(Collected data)
------------------------------
PR #6208, opened 2023-03-11
fix: sort patchedDependencies consistently in lockfiles

dweitzman-codaio:
We've been seeing seemingly-random reordering of `patchedDependencies` in the lockfile as different people regenerate it at different times. Sorting in a consistent order should prevent that from happening.

### DIFF
--- a/lockfile/lockfile-file/src/sortLockfileKeys.ts
+++ b/lockfile/lockfile-file/src/sortLockfileKeys.ts
@@ -77,12 +77,9 @@ export function sortLockfileKeys (lockfile: LockfileFile) {
       })
     }
   }
-  if (lockfile.patchedDependencies) {
-    lockfile.patchedDependencies = sortKeys(lockfile.patchedDependencies)
-  }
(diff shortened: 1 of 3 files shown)


lockfile/lockfile-file/src/sortLockfileKeys.ts
```diff
@@ -77,6 +77,9 @@ export function sortLockfileKeys (lockfile: LockfileFile) {
       })
     }
   }
+  if (lockfile.patchedDependencies) {
+    lockfile.patchedDependencies = sortKeys(lockfile.patchedDependencies)
+  }
   for (const key of ['specifiers', 'dependencies', 'devDependencies', 'optionalDependencies', 'time'] as const) {
```
dweitzman-codaio: I tried just adding `'patchedDependencies'` on this line, but it led a complicated typescript error. I wasn't sure how to convince typescript it's ok without doing something unsafe like an `as any` cast

zkochan (approved):

Issue #6202, opened 2023-03-09
add destination option to patch-commit command


taozhou-glean:
- [x] I'd be willing to implement this feature ([contributing guide](https://github.com/pnpm/pnpm/blob/main/CONTRIBUTING.md))

**Describe the user story**

For monorepo, its pretty common that we may want the pnpm patches go to a different folder rather than the default `patches` next lock file (current approach)

**Describe the solution you'd like**

similar to `--edit-dir` for `patch` command, we can add `--patch-dir` for `patch-commit` command, just like the arg used for `patch-package` (https://www.npmjs.com/package/patch-package)

**Describe the drawbacks of your solution**

for our use case, right now we have to move the generated patch file manually and also update the corresponding entries in package.json, which is a bit inconvenient... even for an action that does not occur too often

taozhou-glean:
actually I just realized that we do support `--dir` and `--lockfileDir` when looking at the code, which will be used when determine the patch destination, but also that has to be the same place for project manifest, which is not the case for us :( so either allow pass in the destination or path to the project manifest can help this case:

```
```

zkochan:
I don't have objection to support custom location for the patch files.

PR #6215, opened 2023-03-14
feat: support `--patches-dir` on patch-commit command

taozhou-glean:
This is for https://github.com/pnpm/pnpm/issues/6202


patching/plugin-commands-patching/src/patchCommit.ts
```diff
@@ -13,27 +13,38 @@ import tempy from 'tempy'
...
   })
 }
 
-export async function handler (opts: install.InstallCommandOptions & Pick<Config, 'rootProjectManifest'>, params: string[]) {
+export async function handler (opts: install.InstallCommandOptions & Pick<Config, 'rootProjectManifest'> & { patchesDir?: string }, params: string[]) {
   const userDir = params[0]
   const lockfileDir = opts.lockfileDir ?? opts.dir ?? process.cwd()
-  const patchesDir = path.join(lockfileDir, 'patches')
+  const patchesDirName = opts.patchesDir ?? 'patches'
+  const patchesDir = path.join(lockfileDir, patchesDirName)
```
taozhou-glean, line 46: i thought about supporting arbitrary path for `patches-dir`, but realize it's likely not a common case and will require more changes, so decide to always assume path under `lockfileDir`.

patching/plugin-commands-patching/src/patchCommit.ts
```diff
@@ -53,7 +64,7 @@ export async function handler (opts: install.InstallCommandOptions & Pick<Config
   } else if (!rootProjectManifest.pnpm.patchedDependencies) {
     rootProjectManifest.pnpm.patchedDependencies = {}
   }
-  rootProjectManifest.pnpm.patchedDependencies![pkgNameAndVersion] = `patches/${patchFileName}.patch`
+  rootProjectManifest.pnpm.patchedDependencies![pkgNameAndVersion] = `${patchesDirName}/${patchFileName}.patch`
```
zkochan, line 66: Slashes in `patchesDirName` should be normalized, so that `/` is only used.

taozhou-glean: right, wrapped with `path.normalize`, thanks!

zkochan (approved):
------------------------------
● **WORK INSTRUCTION**
Which lines of the data contain the word "Config"? Copy each one.

● **ANSWER**
-export async function handler (opts: install.InstallCommandOptions & Pick<Config, 'rootProjectManifest'>, params: string[]) {
+export async function handler (opts: install.InstallCommandOptions & Pick<Config, 'rootProjectManifest'> & { patchesDir?: string }, params: string[]) {
@@ -53,7 +64,7 @@ export async function handler (opts: install.InstallCommandOptions & Pick<Config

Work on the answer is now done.